Q.E.D. or QED is an initialism of the Latin phrase quod erat demonstrandum, meaning "that which was to be demonstrated". Literally, it states "what was to be shown". Traditionally, the abbreviation is placed at the end of mathematical proofs and philosophical arguments in print publications, to indicate that the proof or the argument is complete.

Etymology and early use

The phrase quod erat demonstrandum is a translation into Latin from the Greek ὅπερ ἔδει δεῖξαι (hoper edei deixai; abbreviated as ΟΕΔ). The meaning of the Latin phrase is "that which was to be demonstrated" (with demonstrandum in the gerundive). However, translating the Greek phrase ὅπερ ἔδει δεῖξαι can produce a slightly different meaning. In particular, since the verb "δείκνυμι" means both to show or to prove, a different translation from the Greek phrase would read "The very thing it was required to have shown."

The Greek phrase was used by many early Greek mathematicians, including Euclid and Archimedes.

The Latin phrase is attested in a 1501 Euclid translation of Giorgio Valla. Its abbreviation q.e.d. is used once in 1598 by Johannes Praetorius, more in 1643 by Anton Deusing, extensively in 1655 by Isaac Barrow in the form Q.E.D., and subsequently by many post-Renaissance mathematicians and philosophers.

Modern philosophy

Philippe van Lansberge's 1604 Triangulorum Geometriæ used quod erat demonstrandum to conclude some proofs; others ended with phrases such as sigillatim deinceps demonstrabitur, magnitudo demonstranda est, and other variants.

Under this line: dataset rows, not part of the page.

PR #444, opened 2020-03-11
Ro replica object store integration

toly-kournik:
Introducing S3-compatible external object store support.
Co-authored-by: @salieri11 
Co-authored-by: @toly-kournik 
Key points:
 S3:
- concord::storage::s3::client with S3KeyGenerator
- handing off state transfer messages in BCStateTransfer if used with remote object store

General:
- kvbc::ReplicaImp implements IAppState
- removed ReplicaImp::StorageWrapperForIdleMode

### DIFF
--- a/.conan/libs3_pkg/conanfile.py
+++ b/.conan/libs3_pkg/conanfile.py
@@ -1,0 +1,16 @@
+from conans import ConanFile, CMake, tools
+from conans.tools import os_info, SystemPackageTool
+
+
+class LibS3Conan(ConanFile):
+    name = "libs3-dev"
+    version = "2.0-3"
+    def system_requirements(self):
+        pack_name = None
+        if os_info.linux_distro == "ubuntu":
+            pack_name = "libs3-dev"
+ 
+        if pack_name:
+            installer = SystemPackageTool()
+            installer.install(pack_name)
+
--- a/bftengine/include/bcstatetransfer/SimpleBCStateTransfer.hpp
+++ b/bftengine/include/bcstatetransfer/SimpleBCStateTransfer.hpp
@@ -69,7 +69,7 @@ class IAppState {
 
   // returns true IFF block blockId exists
   // (i.e. the block is stored in the application/storage layer).
-  virtual bool hasBlock(uint64_t blockId) = 0;
+  virtual bool hasBlock(uint64_t blockId) const = 0;
 
   // If block blockId exists, then its content is returned via the arguments
   // outBlock and outBlockSize. Returns true IFF block blockId exists.
@@ -83,25 +83,19 @@ class IAppState {
   // blockId   - the block number
   // block     - pointer to a buffer that contains the new block
   // blockSize - the size of the new block
-  virtual bool putBlock(uint64_t blockId, char *block, uint32_t blockSize) = 0;
+  virtual bool putBlock(const uint64_t blockId, const char *block, const uint32_t blockSize) = 0;
 
   // returns the maximal block number n such that all blocks 1 <= i <= n exist.
   // if block 1 does not exist, returns 0.
-  virtual uint64_t getLastReachableBlockNum() = 0;
-
+  virtual uint64_t getLastReachableBlockNum() const = 0;
   // returns the maximum block number that is currently stored in
   // the application/storage layer.
-  virtual uint64_t getLastBlockNum() = 0;
+  virtual uint64_t getLastBlockNum() const = 0;
 
   // When the state is updated by the application, getLastReachableBlockNum()
   // and getLastBlockNum() should always return the same block number.
   // When that state transfer module is updating the state, then these methods
   // may return different block numbers.
-
-  // This method MAY be called by ST module when putBlock returns false. The call will block until the underlying
-  // storage becomes available (storage non availabilty is the reason for putBlock to fail). Mainly relevant for network
-  // storages. In regular replica which uses local DB this function should not be called.
-  virtual void wait() = 0;
 };
 
 struct Config {
@@ -110,6 +104,7 @@ struct Config {
   uint16_t cVal = 0;
   uint16_t numReplicas = 0;
   bool pedanticChecks = false;
+  bool isReadOnly = false;
 
 #if defined USE_COMM_PLAIN_TCP || defined USE_COMM_TLS_TCP
   uint32_t maxChunkSize = 16384;
--- a/bftengine/src/bcstatetransfer/BCStateTran.hpp
+++ b/bftengine/src/bcstatetransfer/BCStateTran.hpp
@@ -11,8 +11,7 @@
 // terms and conditions of the subcomponent's license, as noted in the LICENSE
 // file.
 
-#ifndef BFTENGINE_SRC_BCSTATETRANSFER_BCSTATETRAN_HPP_
-#define BFTENGINE_SRC_BCSTATETRANSFER_BCSTATETRAN_HPP_
+#pragma once
 
 #include <set>
 #include <map>
@@ -37,10 +36,11 @@
 using std::set;
 using std::map;
 using std::string;
+using concordMetrics::StatusHandle;
+using concordMetrics::GaugeHandle;
+using concordMetrics::CounterHandle;
 
-namespace bftEngine {
-namespace SimpleBlockchainStateTransfer {
-namespace impl {
+namespace bftEngine::SimpleBlockchainStateTransfer::impl {
 
 class BCStateTran : public IStateTransfer {
  public:
@@ -82,7 +82,11 @@ class BCStateTran : public IStateTransfer {
   void handleStateTransferMessage(char* msg, uint32_t msgLen, uint16_t senderId) override;
 
  protected:
-  const bool pedanticChecks_;
+  std::function<void(char*, uint32_t, uint16_t)> messageHandler_;
+  // actual handling function. can be used in context of dedicated thread
+  void handleStateTransferMessageImp(char* msg, uint32_t msgLen, uint16_t senderId);
+  // handling from other context
+  void handoff(char* msg, uint32_t msgLen, uint16_t senderId);
 
   ///////////////////////////////////////////////////////////////////////////
   // Constants
@@ -103,21 +107,8 @@ class BCStateTran : public IStateTransfer {
   ///////////////////////////////////////////////////////////////////////////
   // Management and general data
   ///////////////////////////////////////////////////////////////////////////
-
+  const Config config_;
   const set<uint16_t> replicas_;
-  const uint16_t myId_;
-  const uint16_t fVal_;
-  const uint32_t maxBlockSize_;
-  const uint32_t maxChunkSize_;
-  const uint16_t maxNumberOfChunksInBatch_;
-  const uint32_t maxPendingDataFromSourceReplica_;
-
-  const uint32_t maxNumOfReservedPages_;
-  const uint32_t sizeOfReservedPage_;
-  const uint32_t refreshTimerMilli_;
-  const uint32_t checkpointSummariesRetransmissionTimeoutMilli_;
-  const uint32_t maxAcceptableMsgDelayMilli_;
-
   const uint32_t maxVBlockSize_;
   const uint32_t maxItemSize_;
   const uint32_t maxNumOfChunksInAppBlock_;
@@ -328,11 +319,6 @@ class BCStateTran : public IStateTransfer {
   std::chrono::seconds last_metrics_dump_time_;
   std::chrono::seconds metrics_dump_interval_in_sec_;
   concordMetrics::Component metrics_component_;
-
-  typedef concordMetrics::Component::Handle<concordMetrics::Gauge> GaugeHandle;
-  typedef concordMetrics::Component::Handle<concordMetrics::Status> StatusHandle;
-  typedef concordMetrics::Component::Handle<concordMetrics::Counter> CounterHandle;
-
   struct Metrics {
     StatusHandle fetching_state_;
     StatusHandle pedantic_checks_enabled_;
@@ -395,8 +381,4 @@ class BCStateTran : public IStateTransfer {
   mutable Metrics metrics_;
 };
 
-}  // namespace impl
-}  // namespace SimpleBlockchainStateTransfer
-}  // namespace bftEngine
-
-#endif  // BFTENGINE_SRC_BCSTATETRANSFER_BCSTATETRAN_HPP_
+}  // namespace bftEngine::SimpleBlockchainStateTransfer::impl
--- a/kvbc/include/ReplicaImp.h
+++ b/kvbc/include/ReplicaImp.h
@@ -25,52 +25,47 @@
 
 namespace concord::kvbc {
 
-class ReplicaInitException : public std::exception {
+class ReplicaImp : public IReplica,
+                   public ILocalKeyValueStorageReadOnly,
+                   public IBlocksAppender,
+                   public bftEngine::SimpleBlockchainStateTransfer::IAppState {
  public:
-  explicit ReplicaInitException(const std::string &what) : msg(what){};
-
-  virtual const char *what() const noexcept override { return msg.c_str(); }
-
- private:
-  std::string msg;
-};
-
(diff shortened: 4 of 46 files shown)


bftengine/include/bcstatetransfer/SimpleBCStateTransfer.hpp
```diff
@@ -92,11 +93,6 @@ class IAppState {
   // and getLastBlockNum() should always return the same block number.
   // When that state transfer module is updating the state, then these methods
   // may return different block numbers.
-
```
salieri11: No more wait() method?

kvbc/include/ReplicaImp.h
```diff
@@ -232,26 +241,24 @@ class ReplicaImp : public IReplica,
...
+    bool getBlock(uint64_t blockId, char *outBlock, uint32_t *outBlockSize) override;
+    bool getPrevDigestFromBlock(
         uint64_t blockId, bftEngine::SimpleBlockchainStateTransfer::StateTransferDigest *outPrevBlockDigest) override;
-    virtual bool putBlock(uint64_t blockId, char *block, uint32_t blockSize) override;
-    virtual uint64_t getLastReachableBlockNum() override;
-    virtual uint64_t getLastBlockNum() override;
-    virtual void wait() override;
+    bool putBlock(uint64_t blockId, char *block, uint32_t blockSize) override;
+    uint64_t getLastReachableBlockNum() override;
+    void setLastReachableBlockNum(uint64_t blockNum) override { m_lastReachableBlock = blockNum; }
```
salieri11: Is it accessible by one thread?

bftengine/include/bcstatetransfer/SimpleBCStateTransfer.hpp
toly-kournik: No, in order to keep replica responsive even when the object store is temporarily inaccessible, we handoff state transfer messages to another dedicated thread and it waits synchronously for the object store

toly-kournik: It works only in RO replica, which doesn't maintain its own state. So there's no thread safety problems

kvbc/include/ReplicaImp.h
toly-kournik: Didn't get the question.

bftengine/src/bcstatetransfer/BCStateTran.hpp
```diff
@@ -35,10 +34,11 @@
 using std::set;
 using std::map;
 using std::string;
+using concordMetrics::StatusHandle;
+using concordMetrics::GaugeHandle;
+using concordMetrics::CounterHandle;
```
dartdart26: [Minor]: I think it may not be a good idea to put these in header files. Can we put them in the cpp file instead and use the full name in the header?

.conan/libs3_pkg/conanfile.py
```diff
@@ -0,0 +1,15 @@
...
+    name = "libs3-dev"
+    version = "2.0-3"
+    def system_requirements(self):
+        pack_name = None
+        if os_info.linux_distro == "ubuntu":
+            pack_name = "libs3-dev"
+ 
+        if pack_name:
+            installer = SystemPackageTool()
+            installer.install(pack_name)
```
dartdart26: [Minor]: Missing empty line.

bftengine/src/bcstatetransfer/BCStateTran.hpp
```diff
@@ -35,10 +34,11 @@
...
 
-namespace bftEngine {
-namespace SimpleBlockchainStateTransfer {
-namespace impl {
+namespace bftEngine::SimpleBlockchainStateTransfer::impl {
```
dartdart26: Nice! :)

bftengine/src/bcstatetransfer/BCStateTran.hpp
```diff
@@ -80,7 +80,11 @@ class BCStateTran : public IStateTransfer {
   void handleStateTransferMessage(char* msg, uint32_t msgLen, uint16_t senderId) override;
 
  protected:
-  const bool pedanticChecks_;
+  std::function<void(char*, uint32_t, uint16_t)> messageHandler_;
+  // actual handling function. can be used in context of dedicated thread
+  void handleStateTransferMessageImp(char* msg, uint32_t msgLen, uint16_t senderId);
+  // handling from other context
+  void handoff(char* msg, uint32_t msgLen, uint16_t senderId);
```
dartdart26: Can we make these functions accept a `const void*` buffer instead?

bftengine/src/bcstatetransfer/BCStateTran.hpp
toly-kournik: Is it kinda good practice?

bftengine/src/bcstatetransfer/BCStateTran.hpp
toly-kournik: Basically yes, but we'll need to replace all classes implementing `IStateTransfer::handleStateTransferMessage`
If you think it's essential, let's do it as a separate effort.

.conan/libs3_pkg/conanfile.py
toly-kournik: will add

bftengine/src/bcstatetransfer/BCStateTran.hpp
toly-kournik: so why not to replace all `using` declarations above?

dartdart26: I think we should, especially the `std` ones. I think we may do it in a separate PR.

bftengine/src/bcstatetransfer/BCStateTran.hpp
dartdart26: Sure, separate one is fine.

kvbc/include/ror_app_state.hpp
```diff
@@ -0,0 +1,65 @@
...
+#include "blockchain/block.h"
+#include "blockchain/db_adapter.h"
+#include "kv_types.hpp"
+#include "sliver.hpp"
+#include "status.hpp"
+#include "storage/db_interface.h"
+#include "object_store/object_store_client.hpp"
+
+const std::string kLastBlockIdKey = "1";
+const std::string kLastReachableBlockIdKey = "2";
```
dartdart26: Can we declare these as either `static const...` or better yet `inline const...`?

kvbc/src/ror_app_state.cpp
```diff
@@ -0,0 +1,160 @@
...
+#include <cstring>
+#include <unordered_map>
+#include <vector>
+#include "hash_defs.h"
+
+using namespace concordUtils;
+using namespace bftEngine::SimpleBlockchainStateTransfer;
+using namespace concord::storage;
+
+class RoRAppStateImpl : public IAppState {
```
dartdart26: I don't think we need the implementation derive from `IAppState`. It is an implementation detail that is defined in the cpp file and it can just have the same (or similar) interface, without inheriting from `IAppState`.

kvbc/include/ror_app_state.hpp
```diff
@@ -0,0 +1,65 @@
...
+
+namespace concord {
+namespace consensus {
+
+class RoRAppState : public bftEngine::SimpleBlockchainStateTransfer::IAppState {
+ public:
+  ~RoRAppState();
```
dartdart26: Can we make it `=default`?

kvbc/src/ror_app_state.cpp
toly-kournik: I'm trying to remove the RoRAppstate at all right now

kvbc/src/ror_app_state.cpp
```diff
@@ -0,0 +1,160 @@
...
+  void setLastReachableBlockNum(uint64_t blockNum) override { lastReachableBlockId_ = blockNum; }
+
+  uint64_t getLastBlockNum() override { return lastBlockId_; }
+
+ private:
+  uint64_t lastBlockId_ = 0;
+  uint64_t lastReachableBlockId_ = 0;
+
+  Sliver lastBlockIdKey = Sliver::copy(kLastBlockIdKey.c_str(), kLastBlockIdKey.size());
+  Sliver lastReachableBlockIdKey = Sliver::copy(kLastReachableBlockIdKey.c_str(), kLastReachableBlockIdKey.size());
```
dartdart26: Can these be made `static`? Rationale is that they have the same value for all objects.

dartdart26: I guess it doesn't really matter much as there won't be many `RoRAppStateImpl` objects.

util/include/Handoff.hpp
```diff
@@ -0,0 +1,96 @@
+// Concord
+//
+// Copyright (c) 2018 VMware, Inc. All Rights Reserved.
```
dartdart26: [Minor]: (c) 2020

kvbc/src/ReplicaImp.cpp
```diff
@@ -187,6 +187,16 @@ Status ReplicaImp::addBlock(const SetOfKeyValuePairs &updates, BlockId &outBlock
 
 void ReplicaImp::set_command_handler(ICommandsHandler *handler) { m_cmdHandler = handler; }
 
+void ReplicaImp::set_app_state(std::shared_ptr<bftEngine::SimpleBlockchainStateTransfer::IAppState> appState) {
```
dartdart26: Does it make sense to create another method for the case of a `nullptr` parameter being passed? Maybe something like `set_default_app_state()` or similar. If we do that, then `set_app_state()` might be just a simple setter.

storage/include/ecs/s3_client.hpp
```diff
@@ -0,0 +1,393 @@
...
+
+  /**
+   * @brief Represents intermidiate data for get operation and is passed to
+   * the lambda callback.
+   *
+   */
+  struct GetObjectResponseData : public ResponseData {
+    GetObjectResponseData(size_t linitialLength) : data(new char[linitialLength]), dataLength(linitialLength) {}
+
+    void CheckAndResize(int& nextReadLength) {
```
dartdart26: Can we remove the reference here as we are not changing the value?

storage/include/ecs/s3_client.hpp
```diff
@@ -0,0 +1,393 @@
...
+    S3Status status = S3Status::S3StatusOK;
+    string errorMessage;
+  };
+
+  /**
+   * @brief Represents intermidiate data for get operation and is passed to
+   * the lambda callback.
+   *
+   */
+  struct GetObjectResponseData : public ResponseData {
```
dartdart26: Can we use an `std::vector` or an `std::string` (utilising `reseve()`) for simplicity?

util/include/Handoff.hpp
```diff
@@ -0,0 +1,94 @@
...
+  class ThreadCanceledException : public std::runtime_error {
+   public:
+    ThreadCanceledException() : std::runtime_error("thread cancelled") {}
+    const char* what() const noexcept override { return std::runtime_error::what(); }
+  };
+
+  func_type pop() {
+    while (true) {  // for spurious wake ups
+      std::unique_lock<std::mutex> ul(queue_lock_);
+      queue_cond_.wait(ul, [this] { return !(task_queue_.empty() && !stopped_); });
```
dartdart26, line 69: [Minor]: Please correct me if I am wrong, but I think this comment is not entirely correct as spurious wake ups are handled in the predicate passed to `wait()`. It seems this loop allows us to exhaust the queue after `stopped_` has been set.

util/include/Handoff.hpp
```diff
@@ -0,0 +1,94 @@
...
+ */
+class Handoff {
+  typedef std::lock_guard<std::mutex> guard;
+  typedef std::function<void()> func_type;
+
+ public:
+  Handoff() {
+    thread_ = std::thread([this] {
+      try {
+        for (;;) pop()();
```
dartdart26, line 37: I think we should either specify `func_type` as `noexcept` or handle any exceptions, because `pop()()` calls user code that might throw.

tests/simpleKVBC/TesterReplica/setup.hpp
```diff
@@ -19,14 +19,25 @@
...
+class IDataKeyGenerator;
 
 class TestSetup {
  public:
   static std::unique_ptr<TestSetup> ParseArgs(int argc, char** argv);
 
+  std::tuple<std::shared_ptr<concord::storage::IDBClient>,
+             std::shared_ptr<concord::storage::IDBClient>,
+             IDataKeyGenerator*>
+  get_dbadapter_configuration();
```
dartdart26, line 39: [Minor]: I think a named struct would be clearer, especially with the same type (`IDBClient`) of the first two values.

storage/include/storage/db_types.h
```diff
@@ -22,7 +22,7 @@ inline namespace v1DirectKeyValue {
 namespace detail {
 
 enum class EDBKeyType : std::uint8_t {
-  E_DB_KEY_TYPE_FIRST = 1,
+  E_DB_KEY_TYPE_FIRST = 65,
```
dartdart26, line 25: Could you please explain the rationale for the value of `65`?

toly-kournik: it's in "visible" ascii range ;-)

storage/include/rocksdb/client.h
```diff
@@ -44,7 +44,7 @@ class ClientIterator : public concord::storage::IDBClient::IDBClientIterator {
   KeyValuePair next() override;
   KeyValuePair getCurrent() override;
   bool isEnd() override;
-  concordUtils::Status getStatus() override;
```
dartdart26, line 47: I think if we rely that the `concordUtils` namespace or some if its types are accessible in the current header, it hides bringing it up explicitly in some other header file.

storage/include/s3/client.hpp
```diff
@@ -0,0 +1,289 @@
...
+
+#include <libs3.h>
+#include <cstring>
+#include <thread>
+#include "Logger.hpp"
+#include "assertUtils.hpp"
+#include "storage/db_interface.h"
+
+using namespace std;
+using namespace concordUtils;
```
dartdart26, line 24: I think it might be better for users to not inject these namespaces in a header.

kvbc/include/ReplicaImp.h
```diff
@@ -118,65 +110,16 @@ class ReplicaImp : public IReplica, public ILocalKeyValueStorageReadOnly, public
     }
   };
 
-  // TODO(GG): do we want synchronization here ?
-  class StorageWrapperForIdleMode : public ILocalKeyValueStorageReadOnly {
```
dartdart26, line 122: Great, thanks for doing this!

kvbc/include/ReplicaImp.h
```diff
@@ -118,65 +110,16 @@ class ReplicaImp : public IReplica, public ILocalKeyValueStorageReadOnly, public
...
-
-    virtual Status getBlockData(BlockId blockId, concord::storage::SetOfKeyValuePairs &outBlockData) const override;
-
-    virtual Status mayHaveConflictBetween(const Sliver &key,
-                                          BlockId fromBlock,
-                                          BlockId toBlock,
-                                          bool &outRes) const override;
-  };
-
-  class BlockchainAppState : public bftEngine::SimpleBlockchainStateTransfer::IAppState {
```
dartdart26, line 142: Thanks for removing that!

dartdart26:
Thanks @toly-kournik and @salieri11 for the effort, great work! It is great that we can now save data to S3! And the code is clearer and simpler.

storage/include/s3/client.hpp
toly-kournik: done

util/include/Handoff.hpp
toly-kournik: correct. done

tests/simpleKVBC/TesterReplica/setup.hpp
toly-kournik: done

util/include/Handoff.hpp
toly-kournik: done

During the European Renaissance, scholars often wrote in Latin, and phrases such as Q.E.D. were often used to conclude proofs.

Spinoza's original text of Ethics, Part 1, Q.E.D. is used at the end of Demonstratio of Propositio III on the right hand page

Perhaps the most famous use of Q.E.D. in a philosophical argument is found in the Ethics of Baruch Spinoza, published posthumously in 1677. Written in Latin, it is considered by many to be Spinoza's magnum opus. The style and system of the book are, as Spinoza says, "demonstrated in geometrical order", with axioms and definitions followed by propositions. For Spinoza, this is a considerable improvement over René Descartes's writing style in the Meditations, which follows the form of a diary.

Difference from Q.E.F.

There is another Latin phrase with a slightly different meaning, usually shortened similarly, but being less common in use. Quod erat faciendum, originating from the Greek geometers' closing ὅπερ ἔδει ποιῆσαι (hoper edei poiēsai), meaning "which had to be done". Because of the difference in meaning, the two phrases should not be confused.

Euclid used the Greek original of Quod Erat Faciendum (Q.E.F.) to close propositions that were not proofs of theorems, but constructions of geometric objects. For example, Euclid's first proposition showing how to construct an equilateral triangle, given one side, is concluded this way.

Equivalent forms

There is no common formal English equivalent, although the end of a proof may be announced with a simple statement such as "thus it is proved", "this completes the proof", "as required", "as desired", "as expected", "hence proved", "ergo", "so correct", or other similar phrases.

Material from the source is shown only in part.